Quests often utilise these transformative abilities, but also Naomi's camera, which can be used to generate #content for an Instagram-style social media platform. This is the main way you earn money in the game: by taking photos that fit with the trending hashtags. The more popular the photo, the more money will trickle into your account. As well as being engaging in its own right, this system encourages engaging with the world around you, and noticing the details of the game's vividly British setting.
With its misty, sheep-laden fields, ancient cairns, and cosy pub interiors, Rainy Woods certainly looks the part, while the story delves surprisingly deep into British folklore. I hadn't heard of the legendary sword Curtana before now, but it's tied up with the game's story, which never passes on an opportunity to discuss interesting titbits from mythology and history. These are mashed together with sci-fi elements, fourth wall jokes, and plain bonkers moments. In other words, don't take the mysteries seriously.
I learned to just roll with it and embrace the (mostly funny) nonsense, which culminates in an ending that takes it to another level. If you go in expecting concrete explanations, you may be disappointed, but on a thematic and emotional level, I found it satisfying.

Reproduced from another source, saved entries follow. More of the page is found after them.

PR #114, opened 2021-06-03
Fix ruby install instructions

dblock:
### Description

Noticed that our instructions for installing ruby here are incorrect. RVM is one option to install Ruby (it manages multiple ruby installations), and if we wanted to recommend RVM we would say "install RVM, then install Ruby". But since YMMV with how you like to install Ruby (e.g via rvm or rbenv), then we should have no opinion.

Added automatic TOC, fixed some minor stuff.
 

stockholmux:
LGTM

PR #137, opened 2021-06-15
docker-compose.yml sample: post OpenSearch-Dashboard to both OpenSearch nodes

ssgao:
### Description
Configure docker-compose.yml to have OpenSearch-Dashboards talk to both OpenSearch nodes.

### Issues Resolved
OpenSearch-Dashboards only talk to one of the two hosts 

### DIFF
--- a/samples/docker-compose.yml
+++ b/samples/docker-compose.yml
@@ -55,13 +55,16 @@ services:
     expose:
       - "5601"
     environment:
-      OPENSEARCH_HOSTS: https://opensearch-node1:9200
+      OPENSEARCH_HOSTS: '["https://opensearch-node1:9200","https://opensearch-node2:9200"]'
     networks:
       - opensearch-net
 
 volumes:
   opensearch-data1:
+    driver: local
   opensearch-data2:
+    driver: local
 
 networks:
   opensearch-net:
+    driver: bridge
--- a/samples/docker-compose.yml
+++ b/samples/docker-compose.yml
@@ -61,10 +61,7 @@ services:
 
 volumes:
   opensearch-data1:
-    driver: local
   opensearch-data2:
-    driver: local
 
 networks:
   opensearch-net:
-    driver: bridge


elfisher:
@ssgao I'm having trouble reproducing this issue on my machine (I'm using an x86 mac). The current docker image on the website works for me without these updates. Could you share more details about what might be causing the issue?

ssgao:
@elfisher 
It is strange. It was causing problems but now when I remove them I don't have a problem starting up.

Do you think the OpenSearch hostname change is needed? If not, I'll close the PR.

stockholmux:
I don't believe this is required, although I'm not an expert on Docker Compose. This was sourced from the documentation - @aetter do you have thoughts?

ssgao:
@stockholmux definitely not required.
I added it here because when I was playing the docker file with a 4 node setup and taking node up and down to test in-sync allocations and consensus. I expected OpenSearch-Dashboards to be able to talk to all OpenSearch nodes. Here it would only talk to node1, and if node1 is down, it won't work anymore.
I struggled a bit to figure out the correct syntax to put here so OpenSearch-Dashboards (really hope we get a abbreviation for this btw, it's a lot of keystrokes lol) node would talk to other nodes in case node1 goes down.

elfisher:
> @elfisher
> It is strange. It was causing problems but now when I remove them I don't have a problem starting up.
> 
> Do you think the OpenSearch hostname change is needed? If not, I'll close the PR.

@ssgao my instinct is to keep this file simple since it is intended for getting started. If it now works on your side. I think we should close this PR. However, I did notice your comment about node1 being down and causing issues. Did you just kill the node1 container and then see what happened? I can give that a try.

ssgao:
@elfisher 
Exactly.
In all fairness, with a 2 node cluster, killing a node would violate minimum consensus requirement, so OpenSearch won't progress regardless, but I think the docker-compose file could do a better job by demonstrating how can OpenSearch-Dashboards talk to multiple nodes.

elfisher:
> @elfisher
> Exactly.
> In all fairness, with a 2 node cluster, killing a node would violate minimum consensus requirement, so OpenSearch won't progress regardless, but I think the docker-compose file could do a better job by demonstrating how can OpenSearch-Dashboards talk to multiple nodes, so later if user choose to expand this setting into a 3 node cluster, they won't have to struggle with this problem.

That does make sense. Just adding the second host fixes that?

elfisher:
@aetter if we update this, we probably want to do something similar in the one in our documentation website. I'll cut a PR for that when we come to a conclusion here.

stockholmux:
I'm guessing its 2 nodes because 2 nodes is the minimal 'cluster' one can play. The resources to run 2 vs 4 nodes is quite a bit larger, right? It seems like the resource usage is already quite high with 2 nodes for someone trying it out over docker on a laptop.

I wouldn't be opposed to setting up multiple docker compose files though

ssgao:
@stockholmux
I think we are talking about two different issues here.
Your point of having multiple docker-compose files to represent different setups is completely valid.

My point here is simply to have OpenSearch-Dashboards talk to both nodes, since there are two nodes there available to serve traffic anyways.

elfisher:
> @stockholmux
> I think we are talking about two different issues here.
> Your point of having multiple docker-compose files to represent different setups is completely valid.
> 
> My point here is simply to have OpenSearch-Dashboards talk to both nodes, since there are two nodes there available to serve traffic anyways.

I tested the setup and took down node 1. This compose works as outlined by @ssgao. I think we should merge this. I also opened a PR in the docs https://github.com/opensearch-project/documentation-website/pull/54

stockholmux:
@ssgao / @elfisher - my point in suggesting multiple docker-compose files is a reaction to this:

_In all fairness, with a 2 node cluster, killing a node would violate minimum consensus requirement, so OpenSearch won't progress regardless_

What does having two nodes in a cluster gain us if we're just specifying those nodes explicitly?

ssgao:
@stockholmux 
I understand your point, and I do think that having another 3 or maybe 4 node setup docker-compose file can help the user  play with various down scenarios.
IMO, 4-node is actually the most ideal way to learn about OpenSearch behavior locally since with 3 of them being master-eligible, you need 2 nodes minimum to inspect `_cluster/state`, so it's really just bringing up and down 2 other nodes and see how _in-sync allocations_ works and how global & local checkpoint works, etc.
Having that said, a 2-node docker-compose file is still useful so the user can still start the cluster without changing default 2GB docker desktop memory setting in [Mac](https://docs.docker.com/docker-for-mac/#resources) and [Windows](https://docs.docker.com/docker-for-windows/#resources). Trying to start 3-node cluster without changing this setting would result in OOM error and causing nodes to crash.
Alternatively, to keep 3-node cluster, we can lower the heap size from 512MB to 256MB. I tried it and it actually works. The stack still boots. I have not done any load testing on it so I'm not sure about the usability of 3 256MB OpenSearch node cluster, but that is still a possibility.

Now, I'm not 100% clear about your question
> What does having two nodes in a cluster gain us if we're just specifying those nodes explicitly?

Are you asking why we should specify two OpenSearch nodes in the `OPENSEARCH_HOSTS` setting?
I think I have explained it a few times, but bear with me again, let me try with an analogy.
Say we have a load balancer, and there's one node behind the load balancer serving the traffic
Now we add another node to serve traffic, but we don't register to the load balancer.
Load balancer still directs all traffic to the old node.
Do you see an issue with this setting?

stockholmux:
@ssgao No, I get that. I was thinking from the perspective of someone creating a _n_ node cluster with compose. It would be a bit weird to explicitly state each node `OPENSEARCH_HOSTS` right? 

My point is that by specifying a 2 node cluster with explicitly defined nodes are we giving people a docker-compose file that is an anti-pattern or unusual configuration.

ssgao:
@stockholmux 
Ah I see.
Honestly, I think this could be an enhancement request to allow OpenSearch-Dashboards to discover all coordinator-eligible OpenSearch nodes.
However, to my best knowledge, users today just hard-code these node urls in kibana.yml file.

elfisher (approved):
This LGTM. From what I can tell there isn't a way to auto discover all nodes via a OpenSearch Dashboards yml config. I suggest we move forward with this update as it demonstrates how to route Dashboards to multiple nodes without introducing significant complexity.

stockholmux (approved):
OK. Let's do this!

dblock:
I wonder whether we need a maintained repo for docker samples, ala https://github.com/deviantony/docker-elk/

But as well as a murder mystery, I said this was a life sim, didn't I? Sadly, this element is a bit insubstantial: just one more ingredient in The Good Life casserole. You can buy decorations for your garden, plant and harvest veggies for no real benefit, and pick from a handful of pre-defined styles for your house. You'll also need to eat often, and sleep, oddly hardly ever. But you can't really customise your home, or form relationships with the townsfolk. You'll be lucky if they remember you from one quest chain to the next.
That's a shame, because it's the characters that make The Good Life, from the cash-obsessed Naomi to the half-cut local vicar, to Lonette, the buff farmer who lives just outside town. I like that their cat and dog forms retain elements of their appearance or personality, and I love the clay-like character models that express so much, even before you speak to them. Oftentimes, the game feels like a Wallace and Gromit pastiche of a modern sci-fi show.
As I reflect on The Good Life, it's with a warmth I didn't feel when I was traipsing back and forth across the wilderness to gather bafflingly elusive crafting components for villagers that seemed to have confused me with Deliveroo. But the more you explore a place, the more you come to know it. The more it starts to feel like a real place.
After solving countless tiny problems, tangling with bigger supernatural ones, and literally marking my territory with litres of dog piss, I've come to regard Rainy Woods as a home.